# Cracked block



## Ken692 (Feb 15, 2013)

Is it gone, or can it be salvaged, 
Conecting rod hit it?
Is it a bad idea to jb it.


----------



## Kiss4aFrog (Nov 3, 2013)

Is it a dual shaft engine. If it is that's a good reason to try and save it. Single ... not so much.

You can try to degrease it, sand the inside and outside some to roughen the surface up a bit for a good bite and then JB Weld it and you'd likely be good but there are so many cheap snow blowers out there it seems you could buy a repairable pretty cheap for the engine. If it's not a twin shaft, MY machine, I'd replace it.

Where are you located ?? Please add your location to your profile. It can make a difference on what options are available and you never know what someone might find for you on craigslist or have sitting in a corner and offer you if you're close.


----------



## caddydaddy (Dec 10, 2014)

I'd also suggest to JB Weld it.


----------



## 43128 (Feb 14, 2014)

if its not a twin shaft head down to harbor freight and buy a predator.

25%off coupon-21741290


----------



## Shryp (Jan 1, 2011)

JB Weld might work. Some people have done that. Some people have also had the blocks tig welded. There is also a product called aluminium brazing rod that is basically a stick of solder that you put on with a propane torch.


----------



## Ken692 (Feb 15, 2013)

I'm in Boston its a single shaft w/o pto
On closer inspection the crank race got smoked I did find a nice used short block but I hate to just trash it


----------



## GustoGuy (Nov 19, 2012)

Ken692 said:


> I'm in Boston its a single shaft w/o pto
> On closer inspection the crank race got smoked I did find a nice used short block but I hate to just trash it


Since it is a single shaft engine why not replace it with a Predator 212cc engine.


----------



## 43128 (Feb 14, 2014)

its junk get the predator, the piston and cylinder are also probably destroyed as well as the crank


----------



## Kiss4aFrog (Nov 3, 2013)

If the journal on the crank is gouged it's scrap metal. Might want to save the carb and whatever you think might come in handy that you have room for but it's time for a different engine, sorry.


----------



## 94EG8 (Feb 13, 2014)

That block is very salvageable, I've fixed much worse. The crank probably is too. They always look terrible, but I haven't seen one yet that was actually scored, the aluminum from the rod just transfers to the crank journal and makes them look that way. Clean it up with some fine emery cloth and chances are it'll come out just fine. Tap the block back into place, clean the paint off with a wire wheel and then some brake clean, apply JB Weld and put it back together.


----------



## Ken692 (Feb 15, 2013)

94EG8 said:


> That block is very salvageable, I've fixed much worse. The crank probably is too. They always look terrible, but I haven't seen one yet that was actually scored, the aluminum from the rod just transfers to the crank journal and makes them look that way. Clean it up with some fine emery cloth and chances are it'll come out just fine. Tap the block back into place, clean the paint off with a wire wheel and then some brake clean, apply JB Weld and put it back together.

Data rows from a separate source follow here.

PR #379, opened 2026-06-27
feat: accuracy issuer inherits perf concurrency in online mode (#357)

arekay-nv:
When the performance phase runs an **online** load pattern, the accuracy phase now mirrors that same pattern instead of always bursting at MAX_THROUGHPUT, so evaluation exercises the endpoint the same way as the performance run:

- **CONCURRENCY** perf → accuracy inherits the same fixed `target_concurrency`.
- **POISSON** perf → accuracy inherits the same `target_qps`.

It falls back to MAX_THROUGHPUT only when there is no online pattern to mirror: offline (MAX_THROUGHPUT) perf, AGENTIC_INFERENCE perf (which can't drive the non-agentic accuracy datasets — `create_load_strategy` rejects it), or no perf pattern at all.

**Caveat:** inheriting POISSON rate-limits accuracy to the perf QPS (there is no separate accuracy QPS budget yet). This is intentional so accuracy is measured under the same offered load as performance; a dedicated accuracy load-pattern control is planned as a follow-up (see the thread on the agentic case).

Also logs the accuracy issuer's chosen load mode (pattern + parameter) per accuracy dataset, via a new `LoadPattern.__str__`. Adds unit tests for concurrency-inheritance, poisson-inheritance, offline→max_throughput, agentic→max_throughput, none→max_throughput, and the logging cases.

## What does this PR do?

Makes the online accuracy phase reuse the performance phase's load pattern (concurrency or poisson) rather than always running MAX_THROUGHPUT, so accuracy is measured under the same offered load as performance. Offline / agentic / unset perf patterns keep the MAX_THROUGHPUT fallback.

## Type of change

- [ ] Bug fix
- [x] New feature
- [ ] Documentation update
- [ ] Refactor/cleanup

## Related issues

Related: #357

## Testing

- [x] Tests added/updated
- [ ] All tests pass locally

## Checklist

- [x] Pre-commit hooks pass


src/inference_endpoint/commands/benchmark/execute.py
```diff
@@ -482,6 +482,16 @@ def _build_phases(
         )
     )
 
+    # Accuracy mirrors the perf load pattern so evaluation exercises the
+    # endpoint the same way it was benchmarked. AGENTIC_INFERENCE can't drive
+    # the (non-agentic) accuracy datasets — create_load_strategy rejects it —
+    # so it (and a missing perf pattern) falls back to MAX_THROUGHPUT.
+    perf_lp = ctx.rt_settings.load_pattern
+    if perf_lp is None or perf_lp.type == LoadPatternType.AGENTIC_INFERENCE:
```
nvzhihanj, line 570: @hvagadia is this the right intended behavior for agentic workload? I might be missing something here but thought we should use the same load pattern as well

src/inference_endpoint/commands/benchmark/execute.py
```diff
@@ -494,11 +504,19 @@ def _build_phases(
                 "AgenticInferenceDataset, which is not yet supported for "
                 "accuracy evaluation."
             )
-        # Accuracy phases run at MAX_THROUGHPUT; inheriting perf_lp (e.g. POISSON)
-        # would silently rate-limit evaluation until an agentic inference accuracy strategy
-        # and QPS-budgeting support are added.
-        acc_load_pattern: LoadPattern | None = LoadPattern(
-            type=LoadPatternType.MAX_THROUGHPUT
+        if acc_load_pattern.type == LoadPatternType.CONCURRENCY:
```
nvzhihanj: Seems like `LoadPatternType` can have a `__str__` (or/and `__repr__`) class so we can print directly instead of if statement here

src/inference_endpoint/commands/benchmark/execute.py
hvagadia: For our standalone accuracy. we will likely have to use much lower concurrency than performance due to docker overhead. @tianmu-li is working on the PR, he will likely have a separate field to control accuracy load pattern.

viraatc (approved):

PR #386, opened 2026-07-01
fix: dont discount open tcp-ports against max-connections on init

viraatc:
## Problem

This fixes false ephemeral-port budget failures when running the test suite in parallel with `pytest -n auto`.

During a large parallel test run, client setup failed with:

```text
--max-connections (10) exceeds the ephemeral port budget (0 = 0 ports x 1 distinct endpoint(s))
```

The client was counting every socket currently open on the machine. Sockets created by other tests made that count reach the system port-range size, so setup incorrectly concluded that no ports remained.

[#371](https://github.com/mlcommons/endpoints/pull/371) / [commit `72c28e0`](https://github.com/mlcommons/endpoints/commit/72c28e0d8d336623d247d9b1a9d8bb6b0535d7b5) correctly gave each distinct endpoint its own budget, but it still started from this changing machine-wide socket count. If that count reported zero available ports, endpoint scaling could not help.

## Fix

Use the configured OS ephemeral-port range as the stable overall budget instead of subtracting sockets that happen to be open during setup. Continue multiplying that budget by the number of distinct endpoints.

If the machine actually runs out of ports later, the connection attempt will report the real runtime error.

## Unchanged behavior

- `max_connections` remains one overall limit.
- `warmup_connections` remains one overall limit.
- Existing worker pool splitting is unchanged.
- CLI defaults and pytest configuration are unchanged.

## CI follow-up

The first PR run exposed an unrelated race in `test_terminate_procs_kills_running_workers`. The worker had exited via SIGTERM, but the test thread and `ProcessPoolExecutor` manager thread raced to reap it. The losing `waitpid()` call saw `ECHILD`, so `Process.is_alive()` briefly returned `True` even though the failure output already showed `exitcode=-SIGTERM`.

[Commit `b084d6b7`](https://github.com/mlcommons/endpoints/commit/b084d6b729530e33ae187fe2fe25c54902b0a972) makes the test observe the process sentinel instead of racing process return-code bookkeeping. It also uses the production `spawn` context, a stdlib-only warm worker probe, and direct cleanup on failure. Production shutdown behavior is unchanged.

## Validation

- Regression test reproduced the exact zero-budget error before the fix and passes afterward.
- HTTP client config tests: `19 passed`.
- Metrics aggregator token tests: `50 passed`.
- Unit-marked suite: `946 passed, 5 skipped`.
- Full non-slow suite passes with `pytest -q -n auto -x -m "not slow and not performance"`.
- Reported warmup and preexisting-dead-worker integration cases passed.
- All pre-commit checks passed.
- GitHub Actions `test`, schema, build, audit, pre-commit, CodeQL, and CLA checks pass.

The separately marked slow 32-worker test still reaches its existing 60-second startup timeout. This PR does not change that separate behavior.

### DIFF
--- a/src/inference_endpoint/endpoint_client/config.py
+++ b/src/inference_endpoint/endpoint_client/config.py
@@ -44,7 +44,7 @@ from .cpu_affinity import (
     get_cpus_in_numa_node,
     get_current_numa_node,
 )
-from .utils import get_ephemeral_port_limit, get_ephemeral_port_range
+from .utils import get_ephemeral_port_range
 
 
 def _endpoint_destination(url: str) -> tuple[str | None, int]:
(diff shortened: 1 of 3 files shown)


arekay-nv (approved):
Thanks for catching and the quick fix!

Yes it looks like exactly that, aluminum from the rod. I guess there is no pressure on the sump side.
Funny that everyone recommended getting the chonda (lol) HF motor. As that's what I had said to him, next I knew he had done just that and gave me the damaged motor. This is all new to me and have to say I get great info here and hope others find it helpful. I did find a great deal on used short block and I'm in the process of moving parts over. Still not sure why one engine had a 1" output shaft and the other has 3/4". but all the parts seem to fit fine, the flywheel sits within just 1/8 below the threads on the crank 
This is the good block, too bad my 10000 needs the pto this turned out to be a nice motor total invested so far $70


----------



## Ken692 (Feb 15, 2013)

Here is a shot of the crank


----------



## 94EG8 (Feb 13, 2014)

Ken692 said:


> Funny that everyone recommended getting the chonda (lol) HF motor. As that's what I had said to him, next I knew he had done just that and gave me the damaged motor.

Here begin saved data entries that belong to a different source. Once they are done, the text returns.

PR #398, opened 2026-07-06
fix: use cwd for reported sha 

arekay-nv:
## What does this PR do?
The SHA reported in the reports was not setting the cwd correctly, which led to incorrect SHA being reported. If the source repo was different from the endpoints repo, the SHA of the source repo was being used. 

## Type of change

- [ ] Bug fix
- [ ] New feature
- [ ] Documentation update
- [ ] Refactor/cleanup

## Testing

- [ ] Tests added/updated
- [ ] All tests pass locally

## Checklist

- [ ] Pre-commit hooks pass


nvzhihanj (approved):

src/inference_endpoint/utils/version.py
```diff
@@ -17,30 +17,62 @@
...
     Returns:
-        The short git SHA (7 chars) or None if not in a git repo or git unavailable.
+        The short git SHA (at least 7 chars; git lengthens it if a 7-char
+        prefix is ambiguous), or None if the package is not in a git checkout
+        (e.g. an installed wheel) or git is unavailable.
     """
     try:
         result = subprocess.run(
-            ["git", "rev-parse", "--short=7", "HEAD"],
+            ["git", "rev-parse", "--show-toplevel", "--short=7", "HEAD"],
```
nvzhihanj, line 55: Will this work if we explicitly install into an image?

If not we might also need a version tag (something like 1.0.1) to gatekeep it

arekay-nv: No, an image will not have the git info - we need to add scm support. Will address in followup.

It's pretty hard to beat those Honda clones, especially for the price. They're definitely a better engine than the old Tecumehs ever were. But that said you can fix a Tecumseh awfully cheap if you do it the way I said.



Ken692 said:


> This is all new to me and have to say I get great info here and hope others find it helpful. I did find a great deal on used short block and I'm in the process of moving parts over. Still not sure why one engine had a 1" output shaft and the other has 3/4". but all the parts seem to fit fine, the flywheel sits within just 1/8 below the threads on the crank


The cranks are different based on what the OEM that was buying the engines wanted for whatever equipment they were were going on. There were a few different variants.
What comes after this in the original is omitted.